**Exercise description:** Go through the data line by line and count the lines that hold "random". Reply with the total only.
# # # #
PR #3362, opened 2021-05-23
Avoid redundant chmod of k3s.yaml on startup

allentc:
#### Proposed Changes ####

Server unconditionally[1] performs chmod(2) on /etc/rancher/k3s/k3s.yaml on every startup.  This has a couple site effects that are analyzed in the commit message.

#### Types of Changes ####

Code change to pkg/util/file.go makes chmod happen only if the new mode is different from the current mode.

### DIFF
--- a/pkg/util/file.go
+++ b/pkg/util/file.go
@@ -7,7 +7,14 @@ import (
 )
 
 func SetFileModeForPath(name string, mode os.FileMode) error {
-	return os.Chmod(name, mode)
+	fi, err := os.Stat(name)
+	if err != nil {
+		return err
+	}
+	if fi.Mode().Perm() != mode.Perm() {
+		return os.Chmod(name, mode)
+	}
+	return nil
 }
 
 func SetFileModeForFile(file *os.File, mode os.FileMode) error {


kralicky:
I like this change, the setfacl scenario you describe is my preferred way to configure k3s.yaml, and it is rather tedious to fix it every time the server restarts. As a side note I think it would be useful to have some additional options for configuring kubeconfig permissions, like setting a group owner or acl.

allentc:
Re: DCO failure.  The contribution guidelines state the full name should appear in "Signed-off-by:" but the DCO check expects the github username.

Oats87:
> Re: DCO failure. The contribution guidelines state the full name should appear in "Signed-off-by:" but the DCO check appears to expect the github username.

Thanks for the PR. Unfortunately, we will need to have the DCO check pass in order for us to be able to merge this. Most of our devs use the `-s` option on `git commit` which removes questioning from it. For example, my commits end up with:

```
```

contained within them. 

As for the contents of the PR, this looks great and your use case for sure makes sense. I suppose there are specific scenarios where a user may want to clear their file ACLs but would be able to do this using `chmod`. I’m going to hold off giving it the lgtm until the DCO check passes.

cjellick:
broke on the cgroup v2 test @brandond @AkihiroSuda. Any thoughts? Seems like a random download error, but if this is going to be flaky, that concerns me.

Oats87:
> broke on the cgroup v2 test @brandond @AkihiroSuda. Any thoughts? Seems like a random download error, but if this is going to be flaky, that concerns me.

Appears to have been a transient failure, I reran that action and it succeeded this time.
# # # #
**Written solution:** 2